PR #8594, opened 2026-07-22
fix(mito2): preserve referenced parquet in fast GC

discord9:

Found while reviewing the broader publication protocol in #8537. This PR replaces that approach with a smaller GC policy fix.

This PR fixes three GC safety issues without adding publication gates, persisted state, route epochs, or wire-format changes.

1. **Fast GC protects referenced Parquet files by `FileId`.**
   A Parquet file's identity does not include the Puffin index version. A temporary reference to `(file_id, v1)` must therefore protect the same Parquet object even when its removed-file record carries `v2`. Puffin files remain protected by the exact `(FileId, IndexVersion)` pair.

2. **Dropped-region GC fails closed when route/reference discovery is incomplete.**
   Table-route lookup failures and missing related destination leaders now return retryable errors instead of silently omitting regions. This prevents dropped-region full-list GC from continuing without all cross-region references needed after repartition. Existing dropped-primary route overrides remain unchanged.

3. **Active/open regions no longer delete unknown files.**
   A newly written flush or compaction output is visible in object storage before it is published to the manifest. Treating an old unknown object as deletable can therefore race with publication and leave the manifest referencing a deleted object. Full-list GC now:
   - retains unknown Parquet and Puffin objects for active/open regions;
   - continues deleting manifest-known removed files using the existing lingering/reference checks;
   - continues deleting unknown objects for dropped regions.

The tradeoff is intentional: a genuine unknown orphan in an active region can remain until the region is dropped. This removes the publication race with a small policy change instead of #8537's publication gate, object validation, additional context state, and lock protocol.

`unknown_file_lingering_time` remains accepted with the same default for configuration compatibility, but no longer affects active/dropped unknown-file decisions. The example and generated configuration documentation are updated accordingly.

No persisted manifest/WAL format, wire format, schema, or public request representation changes.

Verification:

- focused `mito2` tests covering fast Parquet references, active unknown retention through `LocalGcWorker::run()`, and physical dropped unknown deletion;
- focused `meta-srv` tests covering missing related leaders, missing route discovery, and logical routes with missing physical routes;
- `cargo check -p mito2 --features test`;
- `cargo check -p meta-srv --features mock`;
- `cargo fmt --all --check`;
- `taplo check --no-auto-config config/datanode.example.toml`;
- `git diff --check`.

## PR Checklist

### DIFF
--- a/config/config.md
+++ b/config/config.md
@@ -654,7 +654,7 @@
 | `region_engine.mito.gc` | -- | -- | -- |
 | `region_engine.mito.gc.enable` | Bool | `false` | Whether GC is enabled. Need to be the same with metasrv's `gc.enable` or unexpected behavior will occur |
 | `region_engine.mito.gc.lingering_time` | String | `1h` | Lingering time before deleting files.<br/>Should be long enough to allow long running queries to finish.<br/>If set to None, then unused files will be deleted immediately. |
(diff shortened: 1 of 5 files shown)


discord9:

__________

**The task**
Look through the records and gather every line containing "physical".

**Response to this task**
- focused `mito2` tests covering fast Parquet references, active unknown retention through `LocalGcWorker::run()`, and physical dropped unknown deletion;
- focused `meta-srv` tests covering missing related leaders, missing route discovery, and logical routes with missing physical routes;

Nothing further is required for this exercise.